その後、大樹のそばで火を囲みながら、王は話をした。面々のおよそ半分は神妙な面持ちで話を受け入れ、残りの者たちは、客人と同様泣いて王を引き留めようとした。
「そなたたちを救うためだ。それに、私の病はこれほど進んでいる。終わりが早まっただけで、問題はそれほど深刻ではない」
「しかし、一度国へ帰って、民の安心した顔を見てからでも遅くはないでしょう!」
「……そうだな。だが、民の安心のために、私は星を返すのだ」
王は決して頷かなかった。話し合いは夜中まで続いたが、結局、民たちが折れる形で収束した。
「星を返すのは明日にする。そのあと、そなた達は水脈を掘り起こすことになるだろう。今夜はしっかりと体を休めるように」
王はそう言って天幕に帰ってしまった。民たちは黙り込んで火を見つめていたが、ひとり、またひとりと席を立った。客人は誰もいなくなったあとで、そっと火を消した。
「カシュハさま」
王の天幕は他の者と同じく、ささやかな大きさのものだった。その中央で、王は座って目をつむっていた。
「タタユク」
その瞳をみて、客人はついに我慢できず、王の肩を強く掴んだ。
「言ってください。わたくしに」
「……何を言えというのだ?」
「“逃げよう”と。それだけでよいのです。わたくしはどこまででもあなたをお連れします」
「ばかを言うな。私は逃げない。この国の王だぞ」
「ですがわたくしの友人で、恋人です。あなたがわたくしと生きたいと望むなら、わたくしは何でもいたしましょう」
王はゆがんだ笑みを浮かべた。
「そなたは本当にしそうだから、怖いのだ」
「……カシュハさま。どうか……」
「私は逃げない。……ただ、ふたつだけ、約束をしてほしい。私の願いはそれだけだ」
客人はその答えを聞いて、顔を伏せた。
「…………」
「聞いてくれるか?」
「……はい」
本当は聞きたくなかった。これが最後だと思い知らされるようで、耳を塞ぎたかった。けれど、客人は意を決して顔を上げた。

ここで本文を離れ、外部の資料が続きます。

PR #1103, opened 2023-09-30
Support Python UTF-8 Mode via portage.utf8_mode (bug 914722)

zmedico:
When a UTF-8 locale, or UTF-8 mode is detected, set
portage.utf8_mode to True, and do not wrap file access
with _unicode_func_wrapper. This is intended to mitgate
issues with byte string handling in python libraries
like shutil, as reported in bug 914722.

This patch is intended to be a simple and minimal
implementation that can be optimized later through
the elimination of unecessary encoding/decoding.

The str() wrapping in the unit tests is for lazily
evaluated instances of lazy_value, which is used to
account for mock portage.const.EPREFIX values that
exist during unit tests.

Upgrade pypy unit tests from pypy-3.9 to pypy-3.10
in order to solve [unexplainable unit test failures that
only affected pypy-3.9](https://github.com/gentoo/portage/actions/runs/6463627312/job/17547082772).

Bug: https://bugs.gentoo.org/914722

### DIFF
--- a/lib/portage/__init__.py
+++ b/lib/portage/__init__.py
@@ -186,6 +186,7 @@ except ImportError as e:
     sys.stderr.write(f"    {e}\n\n")
     raise
 
+utf8_mode = sys.getfilesystemencoding() == "utf-8"
 
 # We use utf_8 encoding everywhere. Previously, we used
 # sys.getfilesystemencoding() for the 'merge' encoding, but that had
@@ -319,6 +320,9 @@ class _unicode_module_wrapper:
         object.__setattr__(self, "_cache", cache)
 
     def __getattribute__(self, attr):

「────タタユク。そなたは森林の国の王にならねばならない」
客人の眉がゆがんだ。
「それが……あなたの願いですか?」
「ああ」
「なぜそんなことを……もっと、あるでしょう。自分を忘れないでほしいとか、何かが欲しいとか……」
「そなたは言わなくとも忘れないだろう。それに、いまさら欲しいものなどない」
王は穏やかな表情をしていた。客人は何もかも納得いかず、むずかしい顔で黙り込む。
「……そなたは欲深い。私にとっては好ましいことだが、私という枷がなくなれば、その欲深さは世界に牙を剥くだろう。やがてそのするどさはいつかそなたをも傷つける」
王は肩に乗ったやわらかな髪を手で漉きながら言った。愛の言葉のように紡がれるそれは、客人の心を砕くには充分だった。

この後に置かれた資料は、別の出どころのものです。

PR #1105, opened 2023-10-01
env-update: Write /usr/etc/ld.so.conf to fix bfd in some obscure cases

chewi:
This is only needed on prefixed systems. bfd currently reads `${EPREFIX}/etc/ld.so.conf` and adds the prefix to these paths, but these paths are already prefixed. We need them to stay prefixed for the runtime linker. bfd will use `${EPREFIX}/usr/etc/ld.so.conf` instead if that is present, so we can write the unprefixed paths there.

Other linkers do not use these files at all. We tried to patch bfd to not use them either, as it shouldn't really be necessary, but that broke some cases, so we are trying this safer approach instead.

env-update does not write the files under `/etc/ld.so.conf.d`, but we shouldn't need to handle these in any case, as all known instances are not affected by this issue.

See [Gentoo bug #892549](https://bugs.gentoo.org/892549).


floppym (changes requested):
As someone completely unfamiliar with this issue, this "fix" seems pretty hacky to me. Is this meant to be temporary?

Anyway, please add a comment to the code with a reference to the bug report to make finding it easier.

chewi:
> As someone completely unfamiliar with this issue, this "fix" seems pretty hacky to me. Is this meant to be temporary?

It's not temporary. What makes you think it's hacky? If it's because `/usr/etc/ld.so.conf` is an odd path, then I agree, but blame bfd, not me! We've never added this file before, but there's nothing inherently wrong with getting bfd to use it.

> Anyway, please add a comment to the code with a reference to the bug report to make finding it easier.

Done.

floppym:
> What makes you think it's hacky?

Coming at this from a place of mostly ignorance and skimming through the bug report:

- Essentially the same data is being written to 2 places (/etc/ld.so.conf, /usr/etc/ld.so.conf), to avoid some strange behavior in binutils? It's hard-coded to add `${EPREFIX}` to paths at runtime?
- Writing to `${EPREFIX}/usr/etc` seems really weird. We always pass `--sysconfdir=${EPREFIX}/etc` to configure scripts. /usr/etc does not even exist on my system.
- I'm guessing the check for `${prefix}/etc/ld.so.conf` was added to ld for some reason unrelated to this issue?
- If ld from binutils needs a separate config file for library search paths, it seems like it should have a different file name and not attempt to utilize a file intended for ld.so. In other words, it shouldn't be looking at "ld.so.conf" in the first place.
- Are we sure glibc's ld.so will not start using `${prefix}/etc/ld.so.conf` in the future?

floppym:
Anyway, don't interpret my asking questions as a blocker for merging this. I just want to be on the record as saying "this feels weird".

chewi:
Fair points. I was surprised when I learned about this behaviour. You can see for yourself what bfd does [here](https://sourceware.org/git/?p=binutils-gdb.git;a=blob;f=ld/ldelf.c;h=2e27cf48a816dc78bd76d2f0185a601d2edfb392;hb=ef8f08ca13f6c111cc549a3e13be5c5e2d95ca82#l910).

```c
 910       tmppath = concat (ld_sysroot, prefix, "/etc/ld.so.conf",
 911                         (const char *) NULL);
 912       if (!ldelf_parse_ld_so_conf (&info, tmppath))
 913         {
 914           free (tmppath);
 915           tmppath = concat (ld_sysroot, "/etc/ld.so.conf",
 916                             (const char *) NULL);
 917           ldelf_parse_ld_so_conf (&info, tmppath);
 918         }
 919       free (tmppath);
 920 
 921       if (info.path)
 922         {
 923           ld_so_conf = ldelf_add_sysroot (info.path);
 924           free (info.path);
 925         }
```

`ld_sysroot` is the toolchain's sysroot. With regular prefix, this is just `${EPREFIX}`. With cross prefix, this is `${SYSROOT}${EPREFIX}` aka `${ESYSROOT}`, as you would set with the `--sysroot` flag. `prefix` is the `--prefix` given to `configure`, always `/usr` in our case. So as I said, bfd is to blame for the weird path.

It checks `${ESYSROOT}/usr/etc/ld.so.conf` first, and if that fails, it checks `${ESYSROOT}/etc/ld.so.conf`. Regardless of which it uses, it then prepends the sysroot. This may seem odd, given that `/etc/ld.so.conf` is also used by the runtime linker, but I guess this alternative file is upstream's way of avoiding the problem.

As for why bfd looks at these files at all, I think it goes a lot further than other linkers to ensure that libraries will be found at runtime, not just at build time. This is probably a large part of why it is the slowest linker. I initially patched out the ld.so.conf lookup to stop it searching in `${EPREFIX}/${EPREFIX}`, thinking I had already done enough to let it find any needed libraries without help from this file, but it turned out I hadn't. Trying to further patch out the behaviour led to unresolved symbols. I decided I did not like changing bfd's behaviour that much.

I believe it is actually `ld.so.cache` that glibc primarily reads from. `ld.so.conf` is only used by `ldconfig` to generate the cache. I can't predict what glibc will do, but I cannot see any evidence that it would look at `/usr/etc/ld.so.conf`. From ldconfig.c:

```c
#ifndef LD_SO_CONF
# define LD_SO_CONF SYSCONFDIR "/ld.so.conf"
#endif
```

floppym:
Ok, so it seems I'm not missing anything here. No real objections, especially since it wont effect non-prefix systems.

thesamesam:
I gave you git access as we discussed a while back. Please add yourself to the project as well on the wiki, thanks!

I think this seems better than what we were doing before at least. It might be nice to include some of the information in that comment you posted in a comment in the code.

「私が居なくなったあとにも枷が必要だ。王になり、道にそれたことは考えぬよう、己を律しながら生きてくれ」
カシュハはタタユクにとって最もつらい道を印した。唯一の理解者、愛する人を失ったあとの世界を、ひとりで生きろと言う。
「これがひとつめの願いだ。聞いてくれるか?」
顔に手をかけて目を合わせる。タタユクは怒りに震えていたが、ひとすじ涙をこぼすと、目を伏せて頷いた。
「……分かりました。それがあなたの望みなら」
カシュハのいない世界を生きるのは辛いことだが、カシュハがいなくなったあとの世界で彼と繋がるには、約束が必要だった。
「ありがとう。それで、ふたつめの願いだが……」
王は天窓から星を仰ぎ見た。
「星読みをしてくれないか。ここから、砂漠の国までの」
タタユクは静かに頷いた。彼の魂の帰り道を案内することは、自分の天命だと思った。
タタユクはカシュハの隣に横たわり、星空を眺めた。声音は少し沈んでいたが、彼の星読みはいつもと同じく美しかった。

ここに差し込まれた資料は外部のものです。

PR #1106, opened 2023-10-01
search: fix 'mlen' counter for ambiguous package names

floppym:
self.mlen was being incremented in both addCP() and output().

Drop the increment in addCP(), and convert mlen to a function-local variable in output().

Bug: https://bugs.gentoo.org/915054

### DIFF
--- a/lib/_emerge/search.py
+++ b/lib/_emerge/search.py
@@ -57,7 +57,6 @@ class search:
         self.fuzzy = fuzzy
         self.search_similarity = 80 if search_similarity is None else search_similarity
         self.matches = {"pkg": []}
-        self.mlen = 0
 
         self._dbs = []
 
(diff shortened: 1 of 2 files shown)


lib/_emerge/search.py
```diff
@@ -407,8 +405,10 @@ def append(msg):
             # Do a normal search
             iterator = self._iter_search()
 
+        mlen = 0
         for mtype, match in iterator:
-            self.mlen += 1
+            mlen += 1
+            print(mtype, match)
```
kuraga, line 411:
```suggestion
```

@floppym , debug code?

floppym: Yep, good catch.

zmedico (approved):

PR #1107, opened 2023-10-02
depgraph: show backtrack information after dep resolution

Flowdalic:
To improve user's awareness of the backtracking performed by portage and the related limit, show briefly how much backtracking was done.


thesamesam (approved):
As discussed on IRC, we may want to colourise this in future as the limit is approached, but not a blocker for this at all of course.

thesamesam:
Thanks!

PR #1110, opened 2023-10-03
SpawnProcess: Make fd_pipes optional

zmedico:
Since fd_pipes is incompatible with the multiprocessing spawn start method, allow empty fd_pipes so that ForkProcess can inherit SpawnProcess and still be compatible with multiprocessing spawn.

Bug: https://bugs.gentoo.org/915128


thesamesam:
FWIW, once you're happy, unless you explicitly want review from one of us for these multiprocessing PRs, feel free to just commit them - you're really the expert on this part of portage and I don't feel like I can offer much review at all (but if you want me or someone else to look, please do ask ofc)

PR #1116, opened 2023-10-04
ebuild: do not drop FEATURES=test when USE=-test

floppym:
By convention the "test" USE flag is used to control dependencies required for execution of the src_test function.

The "test" USE flag has no special meaning in PMS.

The Gentoo Policy Guide [1] advises that ebuilds must make use of RESTRICT to disable tests based on USE flags.

Current versions of Portage will not run tests when RESTRICT=test is set, regardless of the FEATURES setting.

This code in Portage predates the Gentoo policy. It is unneeded since the policy was created and ebuilds have been updated with the necessary RESTRICT values.

[1] https://projects.gentoo.org/qa/policy-guide/other-metadata.html#pg0703

### DIFF
--- a/lib/portage/package/ebuild/config.py
+++ b/lib/portage/package/ebuild/config.py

「するどい三角形のとかげ座をめざして歩いていくと、右手にひときわ大きな青色の星が見えます。この星はある年だけ子どものような星を携えるので、豊穣や繁栄の星とも呼ばれていて……」
大樹から砂漠の国までは、ほとんどまっすぐに歩くことができる。だからひとつの星さえあれば案内は必要ないのだが、タタユクはその道中が希望に満ちたものになるよう、星々の名を連ねていった。首が痛むまで星を眺めて、その道中が楽しいものになるように、王が退屈しないように……。
そうして、民たちがみな寝静まった夜深く、最後の星読みは終わりを迎えた。
王の天幕には静寂が残された。王は身じろぎもせず星を眺め、客人は音もなく涙を流した。